Last month, I speculated that the supercommittee had the potential to help drag our legislature into a more authentic form of bipartisanship, a bipartisanship based on principled mutual compromise in the tradition of Henry Clay. I expressed my belief that the makeup of the committee would determine its ability to affect change. In that respect, the prospect of the committee changing the status quo now seems bleak. There is great opportunity but the membership of the committee suggested that the opportunity will be missed.

The Committee on Deficit Reduction is nominally a “joint select committee.” Emphasis should be given to the “joint” nature.

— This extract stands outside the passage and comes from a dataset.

PR #701, opened 2022-11-09
New tracking event for XMLRPC error

selanthiraiyan:
Related to https://github.com/woocommerce/woocommerce-ios/issues/8063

Select committees generally suggest, but don’t legislate.  In the present supercommittee, I see the spirit of the conference committees that resolve contentions between Senate and House bills. “Going to conference” offers possibilities of compromise that would not have previously existed for the conferees in their respective chambers or standing committees. Conference rules state that “the conferees are given free reign to resolve their differences without formal instructions from their bodies.” Senate scholar Walter Oleszek quoted an anonymous Senate leader opining, “Conferences are marvelous. They’re mystical. They’re alchemy. It’s absolutely dazzling what you can do.”

In the Obama budget talks, posturing was encouraged by heightened visibility. Separate branches of government competed for authority. With the supercommittee, we move to what Erving Goffman called the “backstage.” The individual actors have more agency to shape the outcome than the participants of last year’s deal. That is why I believe an overview of the members involved will not only be informative, but help us understand the debate’s nature. I have my partisan interests. Nonetheless, while I think the Democrats have some problems, I think the real problem lies with the Republicans.

The Democrats: The House delegation is perhaps too easy to dismiss as Pelosi loyalists – Van Hollen and Clyburn have been her top lieutenants. On the Senate side, Patty Murray is a progressive who could create real dialogue. However, my intuition tells me she is acting primarily as a representative of party leadership. There is nothing wrong with this (and I afford Senator Kyl the same leniency) but I am concerned it may constrain her in a way that, say, Senator Leahy would not have been. Senator Baucus suffers from allegations by Alan Simpson that he was all but absent in the Simpson-Bowles commission work. John Kerry, in contrast, was praised for his commitment to that report, and the “Senate Man” image that hurt his presidential bid may help him maneuver the wheeling-and-dealing of a private conference.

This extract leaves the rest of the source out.